The problem => Whichever lines include the word "work", copy them as they appear in the data.

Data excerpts
⁂

PR #2152, opened 2024-01-27
feat(themes): add v3 themes with much lighter payload

natew:


natew:
i did some work here, lets just document this + fix tests and we're good to go.

natew:
Btw does the old behavior of having the css be longer names and you pass an empty object still work? We should have that still work until next major.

⁂

Result of this task =>
i did some work here, lets just document this + fix tests and we're good to go.
Btw does the old behavior of having the css be longer names and you pass an empty object still work? We should have that still work until next major.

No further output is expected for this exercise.